What the task requires: Your answer should repeat every line of the records below in which the word "describing" appears.

Excerpted data:
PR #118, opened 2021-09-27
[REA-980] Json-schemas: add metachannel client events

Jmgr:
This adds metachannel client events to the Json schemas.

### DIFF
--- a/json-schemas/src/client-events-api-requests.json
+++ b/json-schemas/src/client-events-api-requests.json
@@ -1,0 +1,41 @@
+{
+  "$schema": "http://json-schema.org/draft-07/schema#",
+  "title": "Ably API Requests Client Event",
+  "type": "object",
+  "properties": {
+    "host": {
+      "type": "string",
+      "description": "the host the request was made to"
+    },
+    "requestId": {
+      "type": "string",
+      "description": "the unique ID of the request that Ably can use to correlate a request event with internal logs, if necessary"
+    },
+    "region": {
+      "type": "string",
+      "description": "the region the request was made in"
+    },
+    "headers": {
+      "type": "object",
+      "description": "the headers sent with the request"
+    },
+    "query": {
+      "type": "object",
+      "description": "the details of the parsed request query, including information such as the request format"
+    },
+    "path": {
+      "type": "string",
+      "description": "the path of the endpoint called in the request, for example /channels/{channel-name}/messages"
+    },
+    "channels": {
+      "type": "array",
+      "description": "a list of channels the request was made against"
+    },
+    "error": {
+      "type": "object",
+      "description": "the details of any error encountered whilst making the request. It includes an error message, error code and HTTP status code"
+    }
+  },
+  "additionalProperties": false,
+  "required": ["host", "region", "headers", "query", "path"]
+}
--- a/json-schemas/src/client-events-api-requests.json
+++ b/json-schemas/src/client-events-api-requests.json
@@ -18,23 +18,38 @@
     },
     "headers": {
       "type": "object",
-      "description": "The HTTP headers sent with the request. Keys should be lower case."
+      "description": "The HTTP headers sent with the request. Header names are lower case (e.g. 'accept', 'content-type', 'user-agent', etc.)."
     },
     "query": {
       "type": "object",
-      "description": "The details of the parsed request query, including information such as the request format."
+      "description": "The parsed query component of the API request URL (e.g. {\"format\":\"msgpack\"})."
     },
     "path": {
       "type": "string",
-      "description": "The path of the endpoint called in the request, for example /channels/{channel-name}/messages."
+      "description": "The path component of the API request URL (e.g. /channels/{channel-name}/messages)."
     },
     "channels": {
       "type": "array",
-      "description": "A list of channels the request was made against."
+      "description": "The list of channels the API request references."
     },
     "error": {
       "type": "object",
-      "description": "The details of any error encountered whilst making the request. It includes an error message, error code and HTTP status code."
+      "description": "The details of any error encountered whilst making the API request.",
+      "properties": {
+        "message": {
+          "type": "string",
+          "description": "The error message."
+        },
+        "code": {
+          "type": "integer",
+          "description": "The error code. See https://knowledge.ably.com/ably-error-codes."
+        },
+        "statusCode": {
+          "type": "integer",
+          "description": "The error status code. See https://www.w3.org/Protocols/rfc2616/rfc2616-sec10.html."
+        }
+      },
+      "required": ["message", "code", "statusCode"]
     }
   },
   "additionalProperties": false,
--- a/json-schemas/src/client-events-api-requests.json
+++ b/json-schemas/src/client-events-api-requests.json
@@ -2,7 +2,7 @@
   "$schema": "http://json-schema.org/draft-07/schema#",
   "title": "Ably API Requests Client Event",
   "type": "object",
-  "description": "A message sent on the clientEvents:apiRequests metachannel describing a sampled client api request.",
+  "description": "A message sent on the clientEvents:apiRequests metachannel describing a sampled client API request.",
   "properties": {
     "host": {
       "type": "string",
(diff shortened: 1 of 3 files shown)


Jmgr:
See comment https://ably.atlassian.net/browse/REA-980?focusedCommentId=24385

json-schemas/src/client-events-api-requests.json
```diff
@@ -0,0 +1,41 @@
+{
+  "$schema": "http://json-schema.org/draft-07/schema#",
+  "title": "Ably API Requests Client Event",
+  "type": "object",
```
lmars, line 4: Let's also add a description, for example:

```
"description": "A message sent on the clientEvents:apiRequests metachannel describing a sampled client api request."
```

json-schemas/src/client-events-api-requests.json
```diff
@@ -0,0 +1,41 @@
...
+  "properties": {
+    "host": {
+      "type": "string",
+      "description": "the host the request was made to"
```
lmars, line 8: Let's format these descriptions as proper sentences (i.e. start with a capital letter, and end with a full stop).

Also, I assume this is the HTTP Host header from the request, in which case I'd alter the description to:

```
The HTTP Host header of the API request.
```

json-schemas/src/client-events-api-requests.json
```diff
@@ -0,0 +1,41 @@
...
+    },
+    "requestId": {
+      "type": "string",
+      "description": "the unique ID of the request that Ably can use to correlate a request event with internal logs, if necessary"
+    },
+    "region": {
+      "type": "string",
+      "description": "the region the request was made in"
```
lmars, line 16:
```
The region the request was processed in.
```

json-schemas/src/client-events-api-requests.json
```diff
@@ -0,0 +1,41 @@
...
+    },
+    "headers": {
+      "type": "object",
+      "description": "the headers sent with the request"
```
==
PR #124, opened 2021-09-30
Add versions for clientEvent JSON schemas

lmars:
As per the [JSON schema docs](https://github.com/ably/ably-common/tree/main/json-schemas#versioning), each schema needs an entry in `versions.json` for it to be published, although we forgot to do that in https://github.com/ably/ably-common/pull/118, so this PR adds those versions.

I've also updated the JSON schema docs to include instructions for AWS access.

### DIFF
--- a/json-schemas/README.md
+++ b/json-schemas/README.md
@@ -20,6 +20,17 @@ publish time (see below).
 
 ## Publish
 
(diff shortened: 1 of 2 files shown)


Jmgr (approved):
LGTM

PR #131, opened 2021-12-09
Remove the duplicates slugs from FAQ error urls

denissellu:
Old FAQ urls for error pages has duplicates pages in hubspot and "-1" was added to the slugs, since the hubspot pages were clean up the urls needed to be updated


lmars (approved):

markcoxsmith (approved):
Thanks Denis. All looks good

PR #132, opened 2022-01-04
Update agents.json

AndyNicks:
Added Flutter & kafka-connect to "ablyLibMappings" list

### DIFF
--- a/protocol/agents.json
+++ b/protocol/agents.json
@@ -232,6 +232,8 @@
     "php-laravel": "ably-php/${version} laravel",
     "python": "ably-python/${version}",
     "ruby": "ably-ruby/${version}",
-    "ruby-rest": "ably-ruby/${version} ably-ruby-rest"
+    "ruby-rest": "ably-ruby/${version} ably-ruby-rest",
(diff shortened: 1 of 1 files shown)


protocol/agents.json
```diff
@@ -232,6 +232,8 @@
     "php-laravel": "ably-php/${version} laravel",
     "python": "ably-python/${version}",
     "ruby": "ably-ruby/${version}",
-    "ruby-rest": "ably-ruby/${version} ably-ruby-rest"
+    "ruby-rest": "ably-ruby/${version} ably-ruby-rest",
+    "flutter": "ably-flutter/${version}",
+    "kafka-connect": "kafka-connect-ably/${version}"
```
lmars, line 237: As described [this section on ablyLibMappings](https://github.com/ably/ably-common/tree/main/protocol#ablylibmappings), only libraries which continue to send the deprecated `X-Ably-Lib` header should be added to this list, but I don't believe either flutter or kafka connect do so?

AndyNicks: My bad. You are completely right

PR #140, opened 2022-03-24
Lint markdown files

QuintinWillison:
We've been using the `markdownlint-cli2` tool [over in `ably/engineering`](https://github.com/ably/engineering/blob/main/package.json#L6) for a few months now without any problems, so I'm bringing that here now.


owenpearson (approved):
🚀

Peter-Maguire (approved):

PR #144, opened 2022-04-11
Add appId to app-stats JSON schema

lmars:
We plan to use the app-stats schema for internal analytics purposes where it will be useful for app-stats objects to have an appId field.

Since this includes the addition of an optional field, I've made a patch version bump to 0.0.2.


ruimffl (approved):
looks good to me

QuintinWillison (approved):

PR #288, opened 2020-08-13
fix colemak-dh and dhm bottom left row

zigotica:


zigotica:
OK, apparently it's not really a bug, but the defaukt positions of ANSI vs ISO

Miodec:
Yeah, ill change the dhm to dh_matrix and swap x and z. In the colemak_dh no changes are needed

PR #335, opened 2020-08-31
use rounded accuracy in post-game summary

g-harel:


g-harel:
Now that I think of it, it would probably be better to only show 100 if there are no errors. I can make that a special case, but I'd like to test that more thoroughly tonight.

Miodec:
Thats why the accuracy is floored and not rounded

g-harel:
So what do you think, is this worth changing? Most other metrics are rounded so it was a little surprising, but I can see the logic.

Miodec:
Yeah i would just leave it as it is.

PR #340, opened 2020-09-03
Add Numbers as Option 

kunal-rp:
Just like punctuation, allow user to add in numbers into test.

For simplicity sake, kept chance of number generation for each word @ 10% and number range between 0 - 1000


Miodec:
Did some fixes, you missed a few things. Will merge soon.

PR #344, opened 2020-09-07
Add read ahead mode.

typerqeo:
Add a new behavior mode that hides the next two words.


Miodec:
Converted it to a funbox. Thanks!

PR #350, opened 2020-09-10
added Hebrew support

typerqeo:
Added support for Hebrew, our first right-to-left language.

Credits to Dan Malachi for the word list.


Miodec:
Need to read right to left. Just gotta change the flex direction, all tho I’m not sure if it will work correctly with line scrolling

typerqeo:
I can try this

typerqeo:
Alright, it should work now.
--
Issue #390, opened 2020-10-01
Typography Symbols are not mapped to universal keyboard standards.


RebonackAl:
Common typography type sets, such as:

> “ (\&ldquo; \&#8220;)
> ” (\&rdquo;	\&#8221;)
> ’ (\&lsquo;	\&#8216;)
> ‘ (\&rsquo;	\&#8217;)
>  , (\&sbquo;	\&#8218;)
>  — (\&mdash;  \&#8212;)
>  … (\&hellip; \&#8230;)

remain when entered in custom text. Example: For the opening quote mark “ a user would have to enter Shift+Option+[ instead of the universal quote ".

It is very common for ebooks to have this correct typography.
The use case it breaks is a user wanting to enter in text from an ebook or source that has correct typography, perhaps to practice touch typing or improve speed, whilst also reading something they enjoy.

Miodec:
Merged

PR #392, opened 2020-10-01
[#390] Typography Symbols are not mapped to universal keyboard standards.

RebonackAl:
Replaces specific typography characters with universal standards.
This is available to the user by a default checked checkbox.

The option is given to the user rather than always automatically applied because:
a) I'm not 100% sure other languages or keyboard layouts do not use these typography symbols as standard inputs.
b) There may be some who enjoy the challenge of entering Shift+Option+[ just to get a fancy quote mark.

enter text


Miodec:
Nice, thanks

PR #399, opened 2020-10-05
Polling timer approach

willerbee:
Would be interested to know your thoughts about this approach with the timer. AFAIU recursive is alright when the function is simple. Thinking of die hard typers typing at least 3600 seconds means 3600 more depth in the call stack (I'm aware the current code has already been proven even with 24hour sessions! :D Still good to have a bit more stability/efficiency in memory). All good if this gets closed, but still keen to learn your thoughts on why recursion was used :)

Exercise response:
-  "description": "A message sent on the clientEvents:apiRequests metachannel describing a sampled client api request.",
+  "description": "A message sent on the clientEvents:apiRequests metachannel describing a sampled client API request.",
"description": "A message sent on the clientEvents:apiRequests metachannel describing a sampled client api request."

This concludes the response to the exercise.